• What you need to do
Search the data for the word "Maintain". Reproduce every line where it is found.

• Records supplied

Issue #1396, opened 2026-05-09
[FEAT][REDUCTION] implement dim=none for arithmetic reductions (sum/mean/amax/amin)


lcy-seso:
### Symptom / Motivation

`tileops/manifest/reduction.yaml` declares `SumFwdOp`, `MeanFwdOp`, `AmaxFwdOp`, `AminFwdOp` with `signature.params.dim` accepting `int | list[int] | tuple[int, ...] | None` per `torch.sum / torch.mean / torch.amax / torch.amin`. The op classes (`tileops/ops/reduction/reduce.py`) and the underlying kernel do not yet handle every workload shape × dim combination correctly for `dim=None` (full-tensor reduction), so the four entries currently ship as `status: spec-only`. This issue tracks the implementation needed to promote them to `implemented`.

W2-E-flip (#1199 / PR #1385) flipped 3 of 13 reduction ops; this PR is the first of three impl issues that complete the remaining 10 by op-shape/output-dtype affinity. Tracker: #1142.

### Root Cause Analysis

`reduce.py` already routes `dim=None` to the multi-dim path via `normalize_dim`, but the spec-test gate that promotes status requires the kernel to produce numerically-correct output across every `signature.dtype_combos` row × every `workloads` shape. Current gaps surface in the dim=None / 0-d output path.

### Related Files

- `tileops/ops/reduction/reduce.py` — Op classes for the 4 ops (single shared base)
- `tileops/kernels/reduction/` — kernel implementations
- `tileops/manifest/reduction.yaml` — spec entries
- `tests/ops/test_reduction.py` — spec tests (PyTorch ground truth)

## Goal

`SumFwdOp`, `MeanFwdOp`, `AmaxFwdOp`, `AminFwdOp` pass spec-conformance tests for every workload row in the manifest, including the `dim=None` (full-reduction) and `dim` as `tuple[int, ...]` shapes. Output is a 0-D tensor for `dim=None, keepdim=False`. Numerics match `torch.sum / torch.mean / torch.amax / torch.amin` within standard tolerances. Status flip to `implemented` lands in a separate manifest-only PR (sibling issue).

## Plan

1. Run `/audit-family REDUCTION SumFwdOp MeanFwdOp AmaxFwdOp AminFwdOp` and confirm the gap classification is `minor` (op already scaffolded; `dim=None` path needs kernel fix or op-layer fold).
[...]

PR #1428, opened 2026-05-12
[Maintain][Manifest] flip reduction Sum/Mean/Amax/Amin to implemented

### LINKED ISSUE #1399: [Maintain][Manifest] flip arithmetic reductions to implemented
### Symptom / Motivation

After the impl PR for arithmetic reductions (#1396) lands, `SumFwdOp`, `MeanFwdOp`, `AmaxFwdOp`, `AminFwdOp` pass spec-conformance for every workload row. Their manifest entries should be promoted from `status: spec-only` to `status: implemented` so the ops become discoverable / dispatchable through the manifest.

This is a manifest-only PR per `.claude/rules/manifest-trust-model.md` — human review, no nightshift.

### Root Cause Analysis

N/A — process step. The impl side already shipped via #1396; flipping status is the second half of the trust-model split.

### Related Files

## Goal

`tileops/manifest/reduction.yaml` flips `SumFwdOp`, `MeanFwdOp`, `AmaxFwdOp`, `AminFwdOp` to `status: implemented`. `python scripts/validate_manifest.py` and `pytest tests/test_validate_manifest.py` both pass.

## Plan

1. Confirm impl PR (#1396) has merged into `testbed` and that `pytest tests/ops/test_reduction.py -m smoke` passes for the 4 ops on the latest testbed.
2. Edit `tileops/manifest/reduction.yaml`: change `status: spec-only` → `status: implemented` on `SumFwdOp`, `MeanFwdOp`, `AmaxFwdOp`, `AminFwdOp`.
3. If validator reports missing `kernel_map` / `static_dims` on any op, run `/fix-manifest <op>` to patch the structural field.
4. Run `python scripts/validate_manifest.py` — must exit 0.
5. Run `pytest tests/test_validate_manifest.py` — must pass.
6. Open PR against `main` (not testbed) per the manifest-flip workflow used by #1382 / #1383 / #1384 / #1386.

## Constraints

- MUST be a single-file PR touching only `tileops/manifest/reduction.yaml` (plus, if necessary, the structural fields auto-patched by `/fix-manifest`).
- MUST NOT carry `nightshift` label — human review only.
- MUST NOT flip any op outside the listed 4.
- MUST NOT modify signature, shape_rules, dtype_combos, roofline, or workloads on the flipped entries.
- Single PR.

## Acceptance Criteria

- [ ] AC-1: `tileops/manifest/reduction.yaml` shows `status: implemented` for `SumFwdOp`, `MeanFwdOp`, `AmaxFwdOp`, `AminFwdOp`.
- [ ] AC-2: `python scripts/validate_manifest.py` exits 0.
- [ ] AC-3: `pytest tests/test_validate_manifest.py` passes.
- [ ] AC-4: PR diff touches only manifest yaml (and optionally structural-field patches).

lcy-seso:
Closes #1399

## Summary

- Flip `SumFwdOp`, `MeanFwdOp`, `AmaxFwdOp`, `AminFwdOp` in `tileops/manifest/reduction.yaml` from `status: spec-only` to `status: implemented`.
- No changes to `signature`, `shape_rules`, `dtype_combos`, `roofline`, or `workloads` on the flipped entries.
- Implementation already landed via #1396; this PR closes the spec/impl trust-boundary handoff.

## Test plan

- [x] AC-1: `tileops/manifest/reduction.yaml` shows `status: implemented` for SumFwdOp, MeanFwdOp, AmaxFwdOp, AminFwdOp.
- [x] AC-2: `python scripts/validate_manifest.py` exits 0.
- [x] AC-3: `pytest tests/test_validate_manifest.py` passes (218 passed).
- [x] AC-4: PR diff touches only `tileops/manifest/reduction.yaml`.

### DIFF
--- a/tileops/manifest/reduction.yaml
+++ b/tileops/manifest/reduction.yaml
@@ -159,7 +159,7 @@ LogSumExpFwdOp:
 SumFwdOp:
   ref_api: "torch.sum"
   family: reduction
-  status: spec-only  # dim=None not yet implemented; update when impl lands
+  status: implemented
 
   signature:
     inputs:
@@ -211,7 +211,7 @@ SumFwdOp:
 MeanFwdOp:
   ref_api: "torch.mean"
   family: reduction
-  status: spec-only  # dim=None not yet implemented; update when impl lands
+  status: implemented
 
   signature:
     inputs:
@@ -259,7 +259,7 @@ MeanFwdOp:
 AmaxFwdOp:
   ref_api: "torch.amax"
   family: reduction
-  status: spec-only  # dim=None not yet implemented; update when impl lands
+  status: implemented
 
   signature:
     inputs:
@@ -303,7 +303,7 @@ AmaxFwdOp:
 AminFwdOp:
   ref_api: "torch.amin"
   family: reduction
-  status: spec-only  # dim=None not yet implemented; update when impl lands
+  status: implemented
 
   signature:
     inputs:


tileops/manifest/reduction.yaml
```diff
@@ -159,7 +159,7 @@ LogSumExpFwdOp:
 SumFwdOp:
   ref_api: "torch.sum"
   family: reduction
-  status: spec-only  # dim=None not yet implemented; update when impl lands
+  status: implemented
```
Ibuki-wind, line 162: These four status flips are premature: `_ReduceOpBase.__init__` still defaults `dim` to `-1` (`tileops/ops/reduction/reduce.py:78`), while the manifest now claims `default: null`. Revert them to `spec-only` until the constructor default is updated in code.

Ibuki-wind (changes requested):
### Overall
One conformance blocker remains before this manifest can truthfully claim implemented status.

tileops/manifest/reduction.yaml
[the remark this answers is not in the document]
lcy-seso: Verified results after a closer look:

1. **Default value (real)** — `_ReduceOpBase.__init__` defaults `dim=-1` while the manifest declares `default: null`. Tracking as a code-only prerequisite (will land before this manifest flip merges).
2. **`hidden-state-reduce` workload ambiguity (real, manifest-only)** — agreed; the workload should pin `dim` explicitly. Will be addressed in a separate manifest-only follow-up (see M4 below), not in this PR.
3. **`dim=[]` in shape_rules / roofline (real, manifest-only)** — the `... if len(dim) > 0 else set(range(x.ndim))` ternary treats `dim=[]` as full reduction, which PyTorch does not. The op layer already enforces `_empty_dim_policy="full"` on Sum/Mean/Amax/Amin so the wrong branch is unreachable at runtime, but the manifest spec text is still wrong and will be fixed in the same manifest-only follow-up.

Items 2 and 3 are outside the manifest-trust-model status-flip carve-out (would modify `signature` / `shape_rules` / workloads) and need a dedicated manifest PR with human review. Item 1 will be the prereq code PR.

lcy-seso: Confirmed — `_ReduceOpBase.__init__` (`tileops/ops/reduction/reduce.py:78`) defaults `dim=-1`, manifest says `null`. A code-only prereq PR will flip the default to `None` on `_ReduceOpBase`, `_WelfordReduceOp`, `AllFwdOp`, `AnyFwdOp`, `CountNonzeroFwdOp`, plus an explicit `dim=-1` override on `ProdFwdOp` (whose manifest `dim` is `int` with `default: -1`). This manifest PR will be re-based and unblocked once that code PR merges.

lcy-seso:
**Reviewer-feedback verification summary**

After re-reading every comment on PRs #1428 / #1430 / #1431 and running targeted checks, the verified picture is:

| Item | Verdict | Action |
|---|---|---|
| Constructor default `dim=-1` vs manifest `default: null` (Sum/Mean/Amax/Amin/Var/Std/VarMean/All/Any/CountNonzero) | ✅ Real | Code-only prereq PR — flip default to `None` on `_ReduceOpBase`, `_WelfordReduceOp`, `AllFwdOp`, `AnyFwdOp`, `CountNonzeroFwdOp`; add explicit `dim=-1` override on `ProdFwdOp` (its manifest type is `int, default: -1`). |
| `_logical_reduce_kernel` tail-row OOB on aligned-N path (All/Any/CountNonzero) | ❌ False positive | `compute-sanitizer --tool memcheck` clean across 16 shape configs (M ∈ {129, 257, 513, 1025} × N ∈ {128, 256, 512, 1024}); TileLang's `T.copy` inserts implicit row-bounds guards from the source extent. No fix needed. |
| `self.dtype.itemsize` `AttributeError` (gemini) | ❌ False positive | `torch.dtype.itemsize` exists since torch 2.1; `pyproject.toml` pins `torch>=2.1.0,<2.11.0`. |
| `x.reshape(M, N)` non-contiguous risk after `flatten_for_multidim` (gemini) | ❌ False positive | `flatten_for_multidim` already does `.permute(perm).contiguous()` before reshape. |
| `_reshape_output` not handling `tuple` (gemini) | ❌ False positive | `normalize_dim` always returns `list[int]`; `tuple` is unreachable through the public API. |
| `shape_rules` `dim=[]` semantics, missing dtypes in signature, `hidden-state-reduce` workload missing `dim` | ⚠️ Real, manifest-only | Outside the manifest-trust-model status-flip carve-out. Follow-up manifest-only PR will fix all three families together. |

**Plan**:
1. Open a code-only prereq PR (`[Fix][Ops] reduction op constructor defaults: dim=-1 → dim=None`) covering the 5 default flips + `ProdFwdOp` override + default-construction test updates.
2. Once that lands, rebase #1428 / #1430 / #1431 and the status-flip claims become contract-true.
3. Separately, file a manifest-only PR (`signature` dtype lists, `shape_rules` empty-list semantics, `hidden-state-reduce` workload) for the items the trust-model carve-out won't allow here.

Detailed per-comment verdicts are posted as inline replies on each thread.

tileops/manifest/reduction.yaml
Ibuki-wind, line 162: These entries still do not conform to the PyTorch API: the shared reduce path rejects scalar tensors (`x.ndim == 0`) with `ValueError("Input tensor must be at least 1D")`, while `torch.sum`, `torch.mean`, `torch.amax`, and `torch.amin` accept 0-D tensors and return 0-D results. `status: implemented` is a hard conformance claim, so support scalar inputs and add coverage, or keep these entries `spec-only` / explicitly narrow the manifest contract.

Ibuki-wind (changes requested):
### Overall
The status flip overclaims implementation conformance; scalar input support is still missing for the flipped PyTorch reduction APIs.

tileops/manifest/reduction.yaml
Ibuki-wind, line 162: `status: implemented` is still premature here: `_ReduceOpBase._validate_input_tensor()` (`tileops/ops/reduction/reduce.py:223-227`) rejects `x.ndim == 0`, but `torch.sum` / `torch.mean` / `torch.amax` / `torch.amin` accept scalar tensors and return 0-D outputs. Please lift the shared scalar-input guard and add a scalar conformance case before promoting these entries.

Ibuki-wind (changes requested):
### Overall
These flips are still ahead of the implementation: the shared reduction base rejects 0-D tensors, but `torch.sum` / `torch.mean` / `torch.amax` / `torch.amin` accept scalar inputs and return 0-D outputs.

Ibuki-wind (approved):
Clean — no issues.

• Reply
[Maintain][Manifest] flip reduction Sum/Mean/Amax/Amin to implemented
### LINKED ISSUE #1399: [Maintain][Manifest] flip arithmetic reductions to implemented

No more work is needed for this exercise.